Windmill’s fortunes set to turn


It is one of the Jerusalem's most famous landmarks and a symbol of British Jewry's long-standing links with the Land of Israel.

The windmill built at the instigation of Sir Moses Montefiore in 1857 to provide cheaper bread for poor Jews actually worked only for a short time.

But now its sails may turn again as part of a renovation of the neighbourhood planned to celebrate 150 years of British Jewish investment in Israel's capital city the year after next.

On Monday night, Jerusalem Foundation UK launched its "Jerusalem 2010" campaign which will include a programme of arts, education and events as well as a £15-million appeal.

One of the listed projects is to open a museum dedicated to the life and work of Sir Moses at Mishkenot Sha'ananim, the site overlooked by the windmill and of historic significance not only to the Jews of Britain. Completed in 1860, it was the first Jewish settlement built outside the Old City walls and hence a precursor of practical Zionism.

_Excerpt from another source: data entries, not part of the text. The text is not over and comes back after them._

PR #2455, opened 2026-05-04
Fix leaked StreamCtx for bodyless H3 requests

csujedihy:
When the client sends a request without a body, the FIN is sent by `h3::Connection::send_request()` before the driver creates the corresponding stream context, `StreamCtx`. Thus, when the context is initialized, the fin bit (`fin_or_reset_sent`) will stay `false` permanently, which prevents the context from being removed because later on, `both_directions_done` returns false and `cleanup_stream` will not be called. So, these stream contexts will be leaked in the stream map.

This led to OOM in a simple test app that cycles short-lived H3 requests without a body.


antoniovicente (approved):

tokio-quiche/src/http3/driver/client.rs
```diff
@@ -214,6 +214,13 @@ impl ClientHooks {
         let (mut stream_ctx, send, recv) =
             StreamCtx::new(stream_id, STREAM_CAPACITY);
 
+        if body_finished {
+            // `send_request()` already sent FIN for bodyless requests, so
+            // mark the send side complete and drop the request-body receiver.
+            stream_ctx.fin_or_reset_sent = true;
+            stream_ctx.recv = None;
```
ghedo, line 223: I think this should also call `set_sent_stream_fin()` like `H3Driver::on_fin_sent()` does, so something like:

```suggestion
            stream_ctx.recv = None;
            stream_ctx.audit_stats.set_sent_stream_fin(StreamClosureKind::Explicit);
```

tokio-quiche/src/http3/driver/client.rs
```diff
@@ -214,6 +214,13 @@ impl ClientHooks {
         let (mut stream_ctx, send, recv) =
             StreamCtx::new(stream_id, STREAM_CAPACITY);
 
+        if body_finished {
+            // `send_request()` already sent FIN for bodyless requests, so
+            // mark the send side complete and drop the request-body receiver.
```
ghedo:
```suggestion
            // mark the send side complete and drop the outbound-frame receiver
            // since no body will be sent.
```

ghedo (changes requested):
Looks good, just added a couple suggestions.

ghedo (approved):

At a candlelit launch of the campaign at Bevis Marks Synagogue in the City of London, descendants of Sir Moses and supporters of the foundation signed a commemorative scroll as a "declaration of renewed commitment to British Jewry's attachment to Jerusalem", said the charity's chairman Martin Paisner.

In 40 years since the Jerusalem Foundation was founded by the city's most famous mayor, Teddy Kollek, British donors have contributed close to £100 million, Mr Paisner noted.

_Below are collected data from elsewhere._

PR #2459, opened 2026-05-05
tokio-quiche: fix goaway handling in h3 driver

jannes:
receiving GOAWAY frame is not a connection error, the connection should
be kept intact and acknowledged streams should continue to be processed.

introduces new H3Event Goaway variant that applications need to process
to correctly tear down unacknowledged streams and prevent new streams
from being opened.

### DIFF
--- a/tokio-quiche/src/http3/driver/mod.rs
+++ b/tokio-quiche/src/http3/driver/mod.rs
@@ -141,8 +141,6 @@ pub enum H3ConnectionError {
     ControllerWentAway,
     /// Other error at the connection, but not stream level.
     H3(h3::Error),
-    /// Received a GOAWAY frame from the peer.
-    GoAway,
     /// Received data for a stream that was closed or never opened.
     NonexistentStream,
     /// The server's post-accept timeout was hit.
@@ -169,7 +167,6 @@ impl fmt::Display for H3ConnectionError {
         let s: &dyn fmt::Display = match self {
             Self::ControllerWentAway => &"controller went away",
             Self::H3(e) => e,
-            Self::GoAway => &"goaway",
             Self::NonexistentStream => &"nonexistent stream",
             Self::PostAcceptTimeout => &"post accept timeout hit",
         };
@@ -261,6 +258,9 @@ pub enum H3Event {
     /// don't result from RST_STREAM frames, unlike the
     /// [`H3Event::ResetStream`] variant.
     StreamClosed { stream_id: u64 },
+    /// A GOAWAY frame was received from the peer containing `id`,
+    /// as described in https://datatracker.ietf.org/doc/html/rfc9114#section-5.2.
+    GoAway { id: u64 },
 }
 
 impl H3Event {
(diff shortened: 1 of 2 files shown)


jannes:
not sure if letting the app do the processing is the right approach. alternatively the h3 driver could reject new streams after receiving goaway and somehow inform application about unacknowledged existing streams that are open but not processed by peer

tokio-quiche/src/http3/driver/mod.rs
```diff
@@ -261,6 +258,12 @@ pub enum H3Event {
     /// don't result from RST_STREAM frames, unlike the
     /// [`H3Event::ResetStream`] variant.
     StreamClosed { stream_id: u64 },
+    /// A GOAWAY frame was received from the peer. The `id` is the stream
+    /// ID up to which the peer has processed (or will process). Streams
+    /// with IDs below `id` complete normally; streams at or above `id`
+    /// were not processed and may be retried on a new connection. No new
+    /// requests should be initiated on this connection.
```
LPardue: Technically, a client-sent GOAWAY references a push ID not a stream ID, and the interactions are all about server push. 

Rather than try to summarize the RFC, you're probably better off just saying

```suggestion
    /// A GOAWAY frame was received from the peer containing `id`, 
    /// as described in https://datatracker.ietf.org/doc/html/rfc9114#section-5.2.
```

tokio-quiche/src/http3/driver/mod.rs
LPardue, line 634: nit: technically this is not solely `stream_id` any more

tokio-quiche/src/http3/driver/tests.rs
```diff
@@ -562,6 +563,85 @@ mod client_side_driver {
...
         assert_eq!(audit_stats.downstream_bytes_sent(), 0);
     }
+
+    /// Verify that a GOAWAY received mid-stream does not kill in-flight
+    /// request streams. The server sends GOAWAY with an ID above the
+    /// active stream, indicating the stream was accepted. The client
+    /// should continue receiving the remaining response body and
+    /// complete the stream normally.
+    #[test]
+    fn client_goaway_during_streaming_response() {
```
LPardue: Probably want a test for the client -> server GOAWAY too. Since we don't support suerver push, we don't need to exercise that fully, instead just a test to cover that hte connection doesn't immediately terminate on reception of a GOAWAY

LPardue:
> not sure if letting the app do the processing is the right approach. alternatively the h3 driver could reject new streams after receiving goaway and somehow inform application about unacknowledged existing streams that are open but not processed by peer

GOAWAY is inherently racy. Applying any opinion in this layer might surprise apps. I recommend letting them deal with it.

tokio-quiche/src/http3/driver/mod.rs
jannes: yea good point, adjusted

tokio-quiche/src/http3/driver/mod.rs
jannes: it wasn't stream_id before the change though. doc comment of https://github.com/cloudflare/quiche/blob/80c5cfe1f845926d02f64a46b6f44c8ccd7606d5/quiche/src/h3/mod.rs#L2058 does accurately describe the semantics of the ID. 

do you suggest renaming the argument in `process_read_event` and adding a link to the poll doc comment in its own doc comment?

tokio-quiche/src/http3/driver/tests.rs
jannes: done

ghedo (approved):

jrouviere (approved):

tokio-quiche/src/http3/driver/mod.rs
jannes: i can do that in a follow up MR :)

PR #2460, opened 2026-05-05
quiche: Add inline variant to ConnectionId

TheJokr:
I recommend reviewing this PR commit-by-commit.

The existing `ConnectionId` struct is 24 bytes in size, which is
sufficient to store any QUIC v1 connection ID inline. Taking advantage
of this allows us to avoid allocations when storing and moving CIDs
around throughout quiche and tokio-quiche.

The implementation is heavily inspired by `CidOwned` in tokio-quiche,
which this new implementation replaces. This includes optimizations to
make hashing and comparisons more efficient by interpreting the entire
inline storage as a u64 array to enable fewer comparisons.

The public API for `ConnectionId` stays exactly the same, except that `ConnectionId::from_vec`
can't be `const` anymore. I had to raise the MSRV to 1.87 to enable the rest
of the functions to stay `const`.

### DIFF
--- a/quiche/src/packet.rs
+++ b/quiche/src/packet.rs
@@ -182,38 +182,195 @@ impl Type {
     }
 }
 
+/// Special ranged u8 type for [`ConnectionIdInline`].
+/// Restricting the range of values allows the compiler to use free values as
+/// niches for enum size optimization. Additionally, range checks during
+/// indexing can be optimized away.
+#[derive(Clone, Copy, bytemuck::NoUninit)]
+#[repr(u8)]
+enum CidInlineLen {
+    Z   = 0,
+    P1  = 1,
+    P2  = 2,
+    P3  = 3,
+    P4  = 4,
+    P5  = 5,
+    P6  = 6,
+    P7  = 7,
+    P8  = 8,
+    P9  = 9,
+    P10 = 10,
+    P11 = 11,
+    P12 = 12,
+    P13 = 13,
+    P14 = 14,
+    P15 = 15,
+    P16 = 16,
+    P17 = 17,
+    P18 = 18,
+    P19 = 19,
+    P20 = 20,
+    P21 = 21,
+    P22 = 22,
+    P23 = 23,
+}
+
+impl CidInlineLen {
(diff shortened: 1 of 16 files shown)


gregor-cf:
Nice. I would actually get rid of ConnectionIdInline enum and instead just a SmallVec that stores up to 20 bytes (if we want to support CID of unbounded length). If we just need up to 20bytes, we can just an inline storage.
Having a lifetime on the ConnectionId is a pain in a couple of places.

quiche/src/packet.rs
```diff
@@ -182,38 +182,195 @@ impl Type {
...
+}
+
+// Use `repr(C)` to control struct layout, and `align(8)` to ensure alignment
+// for access as u64 array.
+#[derive(Clone, Copy, bytemuck::NoUninit)]
+#[repr(C, align(8))]
+struct ConnectionIdInline {
+    storage: [u8; 23],
+    len: CidInlineLen,
+}
```
gregor-cf, line 308: Using a 23 byte inline array means that ConnectionIdInline can't use niche optimization for enums, so e.g., an `Option<ConnectionIdLine>` (or ConnectionIdInner) will actually use 32 bytes. Instead, if you limit the inline storage it to 22 bytes, Option<ConnectionIdInline> should take just 24 bytes. (You'll want to double check with the compiler though :-) )

TheJokr: Ha, that's why we have CidInlineLen! CidInlineLen provides the niches, which is why `ConnectionIdInner` is only 24 bytes in total.

The same applies to `Option<ConnectionIdInline>` and even `Option<ConnectionId>`.

gregor-cf: Ah, yes. It would have helped if I read the all the changes :-)

Instead of the match, you can also use `NonZeroU8`. And encode it as `len + 1`. (i.e., non_zero_len==1 represents an actual length of 0). Implication is you can't represent a length of 255. (Or more generally create a `NonMaxU8` struct that uses NonZero internally ¯\_(ツ)_/¯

Mishkenot Sha'ananim - which means "peaceful dwellings" - was left stranded in no-man's land between 1948 and 1967. It subsequently became an artists' guesthouse and home of the Jerusalem Music Centre, alma mater of the Jerusalem Quartet who played at the campaign launch.

The windmill was originally constructed by a firm of Canterbury engineers. In 1858 the JC reported: "Before the rainy season set in, it was prophesied that the heavy rains... would wash it away: and when the mill was found to have passed through the stormy season in no way injured, it was pronounced to be the work of Satan."